**EXERCISE REQUIREMENTS:** Repeat the entries that appear below, exactly as they are given.

(DATA RECORDS begins)

Issue #142, opened 2018-12-30
improve error message from easypy's collections


koreno:
collections should support a .name attribute, that can be used in `repr`s. Calculated collections (such as `FilterCollection`) should derive a name from their parent collection.
This `repr` should be used in `ObjectNotFound`, which itself should be upgraded into a `TException`.

DoronCohen:
how about `ListCollection[Machine]` like in `MultiObject` on `__repr__`?

PR #148, opened 2019-01-25
collections: raise informative exceptions when object-not-found (#142)

koreno:
- support naming collections
- improve repr
- support ipython pretty repr

### DIFF
--- a/easypy/collections.py
+++ b/easypy/collections.py
@@ -8,10 +8,12 @@ import collections
 from numbers import Integral
 from itertools import chain, islice
 from functools import partial
+import inspect
 import random
 from .predicates import make_predicate
 from .tokens import UNIQUE
 from .decorations import parametrizeable_decorator
+from .exceptions import TException
 
 import sys
 if sys.version_info[:2] >= (3, 5):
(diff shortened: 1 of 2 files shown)


easypy/collections.py
```diff
@@ -24,8 +25,38 @@
     from collections import OrderedDict as PythonOrderedDict
 
 
-class ObjectNotFound(LookupError):
-    pass
+def _format_filter_string(preds, filters):
+    returned = []
+    if preds:
+        returned.append("predicates=[%s]" % ", ".join(map(str, preds)))
```
idanarye: This separation seems a bit superficial. 


def x_is_even(obj):
    return obj.x % 2 == 0

print(_format_filter_string([x_is_even], dict(y=5)))


This will print `predicates=[<function x_is_even at 0x7f99923466a8>] filters=[y=5]`. But wouldn't it be better if it'd print: `[x_is_even, y=5]`?

easypy/collections.py
```diff
@@ -532,6 +591,16 @@ def _new(self, items):
...
         return self.base.__class__(items)
 
+    def __repr__(self):
+        if self.name and self.base.name:
+            return "<{0.name}, based on {0.base.name} ({0.__class__.__name__})>".format(self)
+        elif self.name:
+            return "<{0.name}, based on a {0.base.__class__.__name__} ({0.__class__.__name__})>".format(self)
+        elif not self.name:
+            return "<A {0.__class__.__name__} based on {0.base.name}>".format(self)
+        else:
```
yuvalweka: else clause is unreachable.

PR #157, opened 2019-03-17
Renamed randutils module to random and removed unused XRandom class

YuvalEvron:


easypy/humanize.py
```diff
@@ -16,6 +16,7 @@
 from easypy.bunch import Bunch, bunchify
 from easypy.colors import colorize
 from easypy.collections import ilistify
+from easypy.humanize import clamp
```
idanarye: 1. This already is `easypy.humanize`.
2. Didn't you just delete `clamp` in this very PR? From **both** `easypy.humanize` and `easypy.random`?

easypy/misc.py
```diff
@@ -40,8 +40,10 @@ def stack_level_to_get_out_of_file():
     return stack_levels
 
 
-def clamp(val, *, at_least=None, at_most=None):
-    "Clamp a value so it doesn't exceed specified limits"
+def clamp(val, at_least=None, at_most=None):
```
koreno: no - as discussed, `clamp` should require all 3 params (though they can be passed `None`; which should be documented).

DoronCohen:
feels like it should have been splitted to 2 commits

PR #158, opened 2019-03-17
concurrency: documentation

koreno:


koreno:
Please be spare with doc comments, I want to get the "foot in the door", as long as I didn't introduce bugs...

easypy/concurrency.py
```diff
@@ -1,9 +1,65 @@
...
+This module helps you run things concurrently.
+Most useful are the ``concurrent`` context manager and the ``MultiObject`` class.
+The features in this module are integrated with the ``logging`` module, to provide
+thread-context to log messages. It also has support for integration ``gevent``.
+
+``MultiObject``
+
+Here's how you would, for example, concurrently send a message to a bunch of servers::
+
+    responses = MultiObject(servers).send('Hello')
```
DoronCohen: not accurate. here `responses` is of `MultiObject` type...

koreno: I think that's too pedantic for this area of this documentation. better to keep it simple and broad.

PR #3552, opened 2023-08-11
Hail backend - AF prefilter

hanars:
Adds a frequency prefilter to filter out high AF variants from the entries table to reduce the number of reads to the annotations table


hail_search/hail_search_query.py
```diff
@@ -677,29 +681,59 @@ def _format_transcript_args(self):
...
+            return 'is_pathogenic'
         elif CLINVAR_PATH_FILTER not in clinvar_path_filters:
-            clinvar_path_ht = clinvar_path_ht.filter(clinvar_path_ht.is_likely_pathogenic)
-        self._filter_hts[CLINVAR_KEY] = clinvar_path_ht
+            return 'is_likely_pathogenic'
+        return True
+
+    def _prefilter_entries_table(self, ht, **kwargs):
+        af_ht = self._get_loaded_filter_ht(
+            GNOMAD_GENOMES_FIELD, 'high_af_variants.ht', self._get_gnomad_af_prefilter, **kwargs)
```
ShifaSZ, line 720: The function `_prefilter_entries_table` looks prefiltering for `gnomAD`. How about adding `gnomad` to the function name?

hail_search/test_search.py
```diff
@@ -243,15 +243,15 @@ async def test_frequency_filter(self):
         )
 
         await self._assert_expected_search(
-            [VARIANT1, VARIANT2, VARIANT4], frequencies={'gnomad_genomes': {'af': 0.41}}, omit_sample_type='SV_WES',
+            [VARIANT1, VARIANT2, VARIANT4], frequencies={'gnomad_genomes': {'af': 0.05}}, omit_sample_type='SV_WES',
```
ShifaSZ, line 246: Need a test for `af` smaller than 0.01.

ShifaSZ (changes requested):

hail_search/hail_search_query.py
hanars: this is a subclass specific override of a base method. For the variants table it filters for gnomad, for other data types it will have different filtering

bpblanken (approved):

ShifaSZ (approved):

PR #3553, opened 2023-08-11
Hail backend gene counts

hanars:


hail_search/search.py
```diff
@@ -1,7 +1,7 @@
 from hail_search.hail_search_query import QUERY_CLASS_MAP
 
 
-def search_hail_backend(request):
+def search_hail_backend(request, gene_counts=False):
```
bpblanken, line 4: Small style suggestion here.  The linter I have over in the pipeline calls this a [bool trap](https://adamj.eu/tech/2021/07/10/python-type-hints-how-to-avoid-the-boolean-trap/) and recommends against it.  

It may be easier to understand the switchey-ness here by having this method just `return query` and calling `gene_counts()` or `search()` upstream.

bpblanken (approved):
One style nit/thought but otherwise this is a cool feature!

PR #3555, opened 2023-08-15
handle dup individual ids for sample metadata

hanars:
Discovered a bug in the sample metadata report if individual IDs are not unique across projects

### DIFF
--- a/seqr/views/apis/report_api.py
+++ b/seqr/views/apis/report_api.py
@@ -205,9 +205,9 @@ def sample_metadata_export(request, project_guid):
     )
     family_rows_by_id = {row['family_id']: row for row in family_rows}
 
-    rows_by_subject_id = {row['subject_id']: row for row in subject_rows}
+    rows_by_subject_family_id = {(row['subject_id'], row['family_guid']): row for row in subject_rows}
     for row in sample_rows:
-        rows_by_subject_id[row['subject_id']].update(row)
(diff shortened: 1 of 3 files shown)


seqr/views/apis/report_api.py
```diff
@@ -205,9 +205,9 @@ def sample_metadata_export(request, project_guid):
     )
     family_rows_by_id = {row['family_id']: row for row in family_rows}
 
-    rows_by_subject_id = {row['subject_id']: row for row in subject_rows}
+    rows_by_subject_family_id = {(row['subject_id'], row['family_guid']): row for row in subject_rows}
     for row in sample_rows:
-        rows_by_subject_id[row['subject_id']].update(row)
+        rows_by_subject_family_id[(row['subject_id'], row['family_guid'])].update(row)
```
ShifaSZ, line 210: Can we use the `family_id` field instead of the newly added `family_guid` field?

hanars: no because family guids are unique across projects and family ids are not

ShifaSZ: Can it be an issue for the `family_rows_by_id`, which uses the `family_id` as the key? The `family_rows` generation in the function `_get_loaded_before_date_project_individual_samples` is similar, which relies on the `family_id`.

hanars: this is out of scope

ShifaSZ (approved):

(DATA RECORDS ends)

**RESULT OF THIS EXERCISE:**
Issue #142, opened 2018-12-30
improve error message from easypy's collections


koreno:
collections should support a .name attribute, that can be used in `repr`s. Calculated collections (such as `FilterCollection`) should derive a name from their parent collection.
This `repr` should be used in `ObjectNotFound`, which itself should be upgraded into a `TException`.

DoronCohen:
how about `ListCollection[Machine]` like in `MultiObject` on `__repr__`?

PR #148, opened 2019-01-25
collections: raise informative exceptions when object-not-found (#142)

koreno:
- support naming collections
- improve repr
- support ipython pretty repr

### DIFF
--- a/easypy/collections.py
+++ b/easypy/collections.py
@@ -8,10 +8,12 @@ import collections
 from numbers import Integral
 from itertools import chain, islice
 from functools import partial
+import inspect
 import random
 from .predicates import make_predicate
 from .tokens import UNIQUE
 from .decorations import parametrizeable_decorator
+from .exceptions import TException
 
 import sys
 if sys.version_info[:2] >= (3, 5):
(diff shortened: 1 of 2 files shown)


easypy/collections.py
```diff
@@ -24,8 +25,38 @@
     from collections import OrderedDict as PythonOrderedDict
 
 
-class ObjectNotFound(LookupError):
-    pass
+def _format_filter_string(preds, filters):
+    returned = []
+    if preds:
+        returned.append("predicates=[%s]" % ", ".join(map(str, preds)))
```
idanarye: This separation seems a bit superficial. 


def x_is_even(obj):
    return obj.x % 2 == 0

print(_format_filter_string([x_is_even], dict(y=5)))


This will print `predicates=[<function x_is_even at 0x7f99923466a8>] filters=[y=5]`. But wouldn't it be better if it'd print: `[x_is_even, y=5]`?

easypy/collections.py
```diff
@@ -532,6 +591,16 @@ def _new(self, items):
...
         return self.base.__class__(items)
 
+    def __repr__(self):
+        if self.name and self.base.name:
+            return "<{0.name}, based on {0.base.name} ({0.__class__.__name__})>".format(self)
+        elif self.name:
+            return "<{0.name}, based on a {0.base.__class__.__name__} ({0.__class__.__name__})>".format(self)
+        elif not self.name:
+            return "<A {0.__class__.__name__} based on {0.base.name}>".format(self)
+        else:
```
yuvalweka: else clause is unreachable.

PR #157, opened 2019-03-17
Renamed randutils module to random and removed unused XRandom class

YuvalEvron:


easypy/humanize.py
```diff
@@ -16,6 +16,7 @@
 from easypy.bunch import Bunch, bunchify
 from easypy.colors import colorize
 from easypy.collections import ilistify
+from easypy.humanize import clamp
```
idanarye: 1. This already is `easypy.humanize`.
2. Didn't you just delete `clamp` in this very PR? From **both** `easypy.humanize` and `easypy.random`?

easypy/misc.py
```diff
@@ -40,8 +40,10 @@ def stack_level_to_get_out_of_file():
     return stack_levels
 
 
-def clamp(val, *, at_least=None, at_most=None):
-    "Clamp a value so it doesn't exceed specified limits"
+def clamp(val, at_least=None, at_most=None):
```
koreno: no - as discussed, `clamp` should require all 3 params (though they can be passed `None`; which should be documented).

DoronCohen:
feels like it should have been splitted to 2 commits

PR #158, opened 2019-03-17
concurrency: documentation

koreno:


koreno:
Please be spare with doc comments, I want to get the "foot in the door", as long as I didn't introduce bugs...

easypy/concurrency.py
```diff
@@ -1,9 +1,65 @@
...
+This module helps you run things concurrently.
+Most useful are the ``concurrent`` context manager and the ``MultiObject`` class.
+The features in this module are integrated with the ``logging`` module, to provide
+thread-context to log messages. It also has support for integration ``gevent``.
+
+``MultiObject``
+
+Here's how you would, for example, concurrently send a message to a bunch of servers::
+
+    responses = MultiObject(servers).send('Hello')
```
DoronCohen: not accurate. here `responses` is of `MultiObject` type...

koreno: I think that's too pedantic for this area of this documentation. better to keep it simple and broad.

PR #3552, opened 2023-08-11
Hail backend - AF prefilter

hanars:
Adds a frequency prefilter to filter out high AF variants from the entries table to reduce the number of reads to the annotations table


hail_search/hail_search_query.py
```diff
@@ -677,29 +681,59 @@ def _format_transcript_args(self):
...
+            return 'is_pathogenic'
         elif CLINVAR_PATH_FILTER not in clinvar_path_filters:
-            clinvar_path_ht = clinvar_path_ht.filter(clinvar_path_ht.is_likely_pathogenic)
-        self._filter_hts[CLINVAR_KEY] = clinvar_path_ht
+            return 'is_likely_pathogenic'
+        return True
+
+    def _prefilter_entries_table(self, ht, **kwargs):
+        af_ht = self._get_loaded_filter_ht(
+            GNOMAD_GENOMES_FIELD, 'high_af_variants.ht', self._get_gnomad_af_prefilter, **kwargs)
```
ShifaSZ, line 720: The function `_prefilter_entries_table` looks prefiltering for `gnomAD`. How about adding `gnomad` to the function name?

hail_search/test_search.py
```diff
@@ -243,15 +243,15 @@ async def test_frequency_filter(self):
         )
 
         await self._assert_expected_search(
-            [VARIANT1, VARIANT2, VARIANT4], frequencies={'gnomad_genomes': {'af': 0.41}}, omit_sample_type='SV_WES',
+            [VARIANT1, VARIANT2, VARIANT4], frequencies={'gnomad_genomes': {'af': 0.05}}, omit_sample_type='SV_WES',
```
ShifaSZ, line 246: Need a test for `af` smaller than 0.01.

ShifaSZ (changes requested):

hail_search/hail_search_query.py
hanars: this is a subclass specific override of a base method. For the variants table it filters for gnomad, for other data types it will have different filtering

bpblanken (approved):

ShifaSZ (approved):

PR #3553, opened 2023-08-11
Hail backend gene counts

hanars:


hail_search/search.py
```diff
@@ -1,7 +1,7 @@
 from hail_search.hail_search_query import QUERY_CLASS_MAP
 
 
-def search_hail_backend(request):
+def search_hail_backend(request, gene_counts=False):
```
bpblanken, line 4: Small style suggestion here.  The linter I have over in the pipeline calls this a [bool trap](https://adamj.eu/tech/2021/07/10/python-type-hints-how-to-avoid-the-boolean-trap/) and recommends against it.  

It may be easier to understand the switchey-ness here by having this method just `return query` and calling `gene_counts()` or `search()` upstream.

bpblanken (approved):
One style nit/thought but otherwise this is a cool feature!

PR #3555, opened 2023-08-15
handle dup individual ids for sample metadata

hanars:
Discovered a bug in the sample metadata report if individual IDs are not unique across projects

### DIFF
--- a/seqr/views/apis/report_api.py
+++ b/seqr/views/apis/report_api.py
@@ -205,9 +205,9 @@ def sample_metadata_export(request, project_guid):
     )
     family_rows_by_id = {row['family_id']: row for row in family_rows}
 
-    rows_by_subject_id = {row['subject_id']: row for row in subject_rows}
+    rows_by_subject_family_id = {(row['subject_id'], row['family_guid']): row for row in subject_rows}
     for row in sample_rows:
-        rows_by_subject_id[row['subject_id']].update(row)
(diff shortened: 1 of 3 files shown)


seqr/views/apis/report_api.py
```diff
@@ -205,9 +205,9 @@ def sample_metadata_export(request, project_guid):
     )
     family_rows_by_id = {row['family_id']: row for row in family_rows}
 
-    rows_by_subject_id = {row['subject_id']: row for row in subject_rows}
+    rows_by_subject_family_id = {(row['subject_id'], row['family_guid']): row for row in subject_rows}
     for row in sample_rows:
-        rows_by_subject_id[row['subject_id']].update(row)
+        rows_by_subject_family_id[(row['subject_id'], row['family_guid'])].update(row)
```
ShifaSZ, line 210: Can we use the `family_id` field instead of the newly added `family_guid` field?

hanars: no because family guids are unique across projects and family ids are not

ShifaSZ: Can it be an issue for the `family_rows_by_id`, which uses the `family_id` as the key? The `family_rows` generation in the function `_get_loaded_before_date_project_individual_samples` is similar, which relies on the `family_id`.

hanars: this is out of scope

ShifaSZ (approved):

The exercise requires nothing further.